(Items listed in a dataset)
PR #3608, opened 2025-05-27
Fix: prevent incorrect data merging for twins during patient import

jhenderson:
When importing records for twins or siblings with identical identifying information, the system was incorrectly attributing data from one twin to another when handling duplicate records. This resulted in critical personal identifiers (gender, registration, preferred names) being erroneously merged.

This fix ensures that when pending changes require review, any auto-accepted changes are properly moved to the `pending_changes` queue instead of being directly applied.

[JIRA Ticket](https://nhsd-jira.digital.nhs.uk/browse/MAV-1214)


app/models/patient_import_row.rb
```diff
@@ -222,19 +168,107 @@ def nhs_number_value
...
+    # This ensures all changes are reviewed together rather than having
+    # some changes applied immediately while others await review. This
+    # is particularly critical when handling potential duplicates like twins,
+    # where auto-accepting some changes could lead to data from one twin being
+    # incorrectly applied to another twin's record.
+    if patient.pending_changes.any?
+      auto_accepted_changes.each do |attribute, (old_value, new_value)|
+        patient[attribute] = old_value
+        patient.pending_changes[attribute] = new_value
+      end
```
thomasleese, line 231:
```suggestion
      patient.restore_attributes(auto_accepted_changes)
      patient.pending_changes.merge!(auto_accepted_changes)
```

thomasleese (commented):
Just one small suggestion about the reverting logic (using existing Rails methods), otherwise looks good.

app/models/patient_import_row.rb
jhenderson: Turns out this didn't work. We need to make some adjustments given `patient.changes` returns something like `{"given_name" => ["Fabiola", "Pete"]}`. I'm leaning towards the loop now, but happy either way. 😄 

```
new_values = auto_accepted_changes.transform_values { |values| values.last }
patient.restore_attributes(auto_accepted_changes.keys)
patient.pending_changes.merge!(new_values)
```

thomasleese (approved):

- _EXERCISE PROMPT_:
Among the lines above, show every one that contains the string "twins".

- _ANSWER_:
Fix: prevent incorrect data merging for twins during patient import
When importing records for twins or siblings with identical identifying information, the system was incorrectly attributing data from one twin to another when handling duplicate records. This resulted in critical personal identifiers (gender, registration, preferred names) being erroneously merged.
+    # is particularly critical when handling potential duplicates like twins,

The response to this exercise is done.